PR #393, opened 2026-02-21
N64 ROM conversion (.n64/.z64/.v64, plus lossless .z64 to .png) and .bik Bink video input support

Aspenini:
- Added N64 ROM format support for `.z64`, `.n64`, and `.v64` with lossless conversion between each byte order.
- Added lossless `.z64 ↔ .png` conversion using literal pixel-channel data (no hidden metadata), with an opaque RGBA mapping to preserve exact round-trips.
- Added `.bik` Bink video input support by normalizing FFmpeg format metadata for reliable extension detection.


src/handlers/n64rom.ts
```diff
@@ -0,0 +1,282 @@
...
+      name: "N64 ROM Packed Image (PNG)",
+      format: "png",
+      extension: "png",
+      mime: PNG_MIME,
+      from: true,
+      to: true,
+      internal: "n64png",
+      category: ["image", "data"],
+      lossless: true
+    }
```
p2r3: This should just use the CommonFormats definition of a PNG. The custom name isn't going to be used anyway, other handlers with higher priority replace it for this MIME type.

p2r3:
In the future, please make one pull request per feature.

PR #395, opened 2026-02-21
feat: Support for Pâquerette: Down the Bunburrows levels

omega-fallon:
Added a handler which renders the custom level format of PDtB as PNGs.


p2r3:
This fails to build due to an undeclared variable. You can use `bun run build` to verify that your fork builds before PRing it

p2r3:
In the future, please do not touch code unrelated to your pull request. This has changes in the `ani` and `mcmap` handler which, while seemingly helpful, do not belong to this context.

---

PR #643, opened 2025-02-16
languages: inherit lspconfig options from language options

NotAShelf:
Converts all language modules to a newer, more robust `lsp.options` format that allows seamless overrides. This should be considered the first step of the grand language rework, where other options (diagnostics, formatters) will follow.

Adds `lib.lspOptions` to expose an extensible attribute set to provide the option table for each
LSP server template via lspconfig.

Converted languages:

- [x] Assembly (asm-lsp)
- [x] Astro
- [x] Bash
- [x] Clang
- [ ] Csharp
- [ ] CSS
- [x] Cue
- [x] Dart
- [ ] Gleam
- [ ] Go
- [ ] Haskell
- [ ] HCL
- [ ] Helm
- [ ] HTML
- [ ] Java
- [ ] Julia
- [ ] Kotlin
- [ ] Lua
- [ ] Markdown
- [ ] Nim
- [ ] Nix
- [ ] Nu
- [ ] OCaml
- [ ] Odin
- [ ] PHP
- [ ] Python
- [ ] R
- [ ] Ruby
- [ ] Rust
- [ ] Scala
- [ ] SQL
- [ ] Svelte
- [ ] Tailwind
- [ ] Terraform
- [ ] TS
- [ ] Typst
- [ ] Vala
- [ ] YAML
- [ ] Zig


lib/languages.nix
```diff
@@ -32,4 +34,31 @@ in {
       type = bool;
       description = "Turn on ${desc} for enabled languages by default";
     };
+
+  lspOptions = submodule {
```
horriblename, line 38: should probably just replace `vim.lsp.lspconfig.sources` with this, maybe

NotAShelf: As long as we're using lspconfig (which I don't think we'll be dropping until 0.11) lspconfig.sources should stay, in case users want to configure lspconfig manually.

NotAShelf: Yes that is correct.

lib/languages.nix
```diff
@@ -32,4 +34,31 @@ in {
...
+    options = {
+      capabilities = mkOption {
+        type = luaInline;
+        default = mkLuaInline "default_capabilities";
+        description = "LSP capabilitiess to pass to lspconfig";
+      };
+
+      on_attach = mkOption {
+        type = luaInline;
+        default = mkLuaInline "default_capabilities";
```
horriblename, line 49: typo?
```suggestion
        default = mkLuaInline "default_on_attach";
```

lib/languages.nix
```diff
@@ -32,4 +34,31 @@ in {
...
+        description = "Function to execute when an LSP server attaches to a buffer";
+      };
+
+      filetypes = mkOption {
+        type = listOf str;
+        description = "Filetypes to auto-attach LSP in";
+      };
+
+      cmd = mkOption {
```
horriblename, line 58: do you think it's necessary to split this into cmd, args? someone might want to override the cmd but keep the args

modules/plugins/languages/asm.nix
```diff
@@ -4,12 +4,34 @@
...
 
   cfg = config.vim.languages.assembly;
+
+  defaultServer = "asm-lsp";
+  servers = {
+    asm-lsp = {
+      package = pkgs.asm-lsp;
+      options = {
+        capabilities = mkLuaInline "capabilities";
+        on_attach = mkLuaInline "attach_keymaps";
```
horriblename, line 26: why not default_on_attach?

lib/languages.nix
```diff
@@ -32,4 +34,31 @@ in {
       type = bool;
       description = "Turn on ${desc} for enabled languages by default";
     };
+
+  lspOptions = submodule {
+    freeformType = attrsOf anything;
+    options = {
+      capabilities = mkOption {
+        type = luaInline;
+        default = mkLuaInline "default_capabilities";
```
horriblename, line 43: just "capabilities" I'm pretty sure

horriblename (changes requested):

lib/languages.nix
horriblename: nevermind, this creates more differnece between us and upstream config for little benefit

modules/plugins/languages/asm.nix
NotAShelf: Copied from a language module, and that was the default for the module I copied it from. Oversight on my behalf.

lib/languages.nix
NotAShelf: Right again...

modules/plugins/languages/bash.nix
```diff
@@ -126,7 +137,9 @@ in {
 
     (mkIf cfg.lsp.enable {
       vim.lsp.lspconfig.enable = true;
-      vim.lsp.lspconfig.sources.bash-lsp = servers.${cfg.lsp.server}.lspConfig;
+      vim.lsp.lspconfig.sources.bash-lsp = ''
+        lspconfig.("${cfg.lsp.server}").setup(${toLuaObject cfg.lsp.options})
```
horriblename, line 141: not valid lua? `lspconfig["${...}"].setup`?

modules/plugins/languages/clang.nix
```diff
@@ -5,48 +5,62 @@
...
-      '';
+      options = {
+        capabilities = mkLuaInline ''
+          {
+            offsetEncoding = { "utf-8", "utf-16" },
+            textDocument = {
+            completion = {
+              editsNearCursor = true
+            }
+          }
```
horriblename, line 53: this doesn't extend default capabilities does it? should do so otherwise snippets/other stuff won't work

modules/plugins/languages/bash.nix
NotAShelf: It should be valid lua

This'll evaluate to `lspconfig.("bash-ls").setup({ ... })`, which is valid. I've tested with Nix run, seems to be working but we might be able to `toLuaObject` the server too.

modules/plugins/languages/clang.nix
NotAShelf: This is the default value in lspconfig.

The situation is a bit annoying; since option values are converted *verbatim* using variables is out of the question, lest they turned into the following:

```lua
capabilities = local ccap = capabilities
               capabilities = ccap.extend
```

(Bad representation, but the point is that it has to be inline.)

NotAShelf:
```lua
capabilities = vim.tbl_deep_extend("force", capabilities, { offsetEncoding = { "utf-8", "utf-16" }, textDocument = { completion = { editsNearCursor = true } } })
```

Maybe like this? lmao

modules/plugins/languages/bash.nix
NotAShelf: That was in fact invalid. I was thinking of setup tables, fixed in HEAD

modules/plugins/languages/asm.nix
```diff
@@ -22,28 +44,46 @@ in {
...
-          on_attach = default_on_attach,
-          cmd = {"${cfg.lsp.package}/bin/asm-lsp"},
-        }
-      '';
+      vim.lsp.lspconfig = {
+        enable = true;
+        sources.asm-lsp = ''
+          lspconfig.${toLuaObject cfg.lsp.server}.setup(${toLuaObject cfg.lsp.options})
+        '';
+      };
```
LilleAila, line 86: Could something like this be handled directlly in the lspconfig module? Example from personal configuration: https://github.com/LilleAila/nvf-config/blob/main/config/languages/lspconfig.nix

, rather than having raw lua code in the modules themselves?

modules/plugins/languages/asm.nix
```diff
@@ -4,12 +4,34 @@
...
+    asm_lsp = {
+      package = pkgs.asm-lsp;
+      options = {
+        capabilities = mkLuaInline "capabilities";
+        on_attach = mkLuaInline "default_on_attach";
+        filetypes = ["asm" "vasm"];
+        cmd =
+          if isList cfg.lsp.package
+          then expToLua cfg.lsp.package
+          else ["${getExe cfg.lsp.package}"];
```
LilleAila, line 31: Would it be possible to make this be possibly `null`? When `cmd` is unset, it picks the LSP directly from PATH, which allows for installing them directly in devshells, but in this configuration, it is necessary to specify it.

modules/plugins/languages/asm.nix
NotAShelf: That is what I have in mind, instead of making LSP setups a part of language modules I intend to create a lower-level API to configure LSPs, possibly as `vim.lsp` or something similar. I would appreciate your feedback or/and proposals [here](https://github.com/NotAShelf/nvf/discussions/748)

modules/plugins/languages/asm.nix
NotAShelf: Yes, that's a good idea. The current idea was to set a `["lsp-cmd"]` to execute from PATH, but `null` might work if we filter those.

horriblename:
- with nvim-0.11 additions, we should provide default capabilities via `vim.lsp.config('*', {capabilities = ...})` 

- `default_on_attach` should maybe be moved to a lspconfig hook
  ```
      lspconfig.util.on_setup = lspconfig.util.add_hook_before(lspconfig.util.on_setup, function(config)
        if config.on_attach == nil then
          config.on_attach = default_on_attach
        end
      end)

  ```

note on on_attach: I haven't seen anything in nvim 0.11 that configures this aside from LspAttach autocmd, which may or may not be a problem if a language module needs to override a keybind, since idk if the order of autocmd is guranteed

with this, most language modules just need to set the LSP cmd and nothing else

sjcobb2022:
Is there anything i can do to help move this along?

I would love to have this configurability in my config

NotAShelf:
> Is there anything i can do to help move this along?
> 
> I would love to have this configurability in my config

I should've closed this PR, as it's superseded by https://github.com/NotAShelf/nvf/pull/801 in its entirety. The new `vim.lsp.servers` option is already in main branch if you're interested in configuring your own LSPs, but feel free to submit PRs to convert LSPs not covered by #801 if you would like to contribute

#### WHAT THIS TASK INVOLVES
Look through the listing and extract every line with "code" in it.

#### ANSWER FOR THE TASK
In the future, please do not touch code unrelated to your pull request. This has changes in the `ani` and `mcmap` handler which, while seemingly helpful, do not belong to this context.
, rather than having raw lua code in the modules themselves?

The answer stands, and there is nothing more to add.